Identification of Protein Pupylation Sites Using Bi-Profile Bayes Feature Extraction and Ensemble Learning

1College of Computer Science and Information Technology, Northeast Normal University, 2555 Jingyue Street, Changchun 130117, China
2Key Laboratory of Intelligent Information Processing of Jilin Universities, Northeast Normal University, Changchun 130117, China

Received 13 July 2013; Accepted 1 August 2013

Academic Editor: William Guo

Copyright © 2013 Xiaowei Zhao et al. This is an open access article distributed under the Creative Commons Attribution License, which permits unrestricted use, distribution, and reproduction in any medium, provided the original work is properly cited.
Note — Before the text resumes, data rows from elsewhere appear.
PR #1250, opened 2017-06-29
modules/update-payload: Retain cluo manage-agent behavior

dghubble:
* CLUO will default to manage-agent=false in a future release. Retain the original behavior in Tectonic until the new version operator for this component is ready.
* Corresponds to this change which will go into a future CLUO release https://github.com/coreos/container-linux-update-operator/pull/104

### DIFF
--- a/modules/tectonic/resources/manifests/updater/operators/container-linux-update-operator.yaml
+++ b/modules/tectonic/resources/manifests/updater/operators/container-linux-update-operator.yaml
@@ -22,6 +22,7 @@ spec:
         image: ${container_linux_update_operator_image}
         command:
         - "/bin/update-operator"
+        - "--manage-agent=true"
         env:
         - name: POD_NAMESPACE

Pupylation, one of the most important posttranslational modifications of proteins, typically takes place when prokaryotic ubiquitin-like protein (Pup) is attached to specific lysine residues on a target protein. Identification of pupylation substrates and their corresponding sites will facilitate the understanding of the molecular mechanism of pupylation. Comparing with the labor-intensive and time-consuming experiment approaches, computational prediction of pupylation sites is much desirable for their convenience and fast speed. In this study, a new bioinformatics tool named EnsemblePup was developed that used an ensemble of support vector machine classifiers to predict pupylation sites. The highlight of EnsemblePup was to utilize the Bi-profile Bayes feature extraction as the encoding scheme. The performance of EnsemblePup was measured with a sensitivity of 79.49%, a specificity of 82.35%, an accuracy of 85.43%, and a Matthews correlation coefficient of 0.617 using the 5-fold cross validation on the training dataset. When compared with other existing methods on a benchmark dataset, the EnsemblePup provided better predictive performance, with a sensitivity of 80.00%, a specificity of 83.33%, an accuracy of 82.00%, and a Matthews correlation coefficient of 0.629. The experimental results suggested that EnsemblePup presented here might be useful to identify and annotate potential pupylation sites in proteins of interest. A web server for predicting pupylation sites was developed.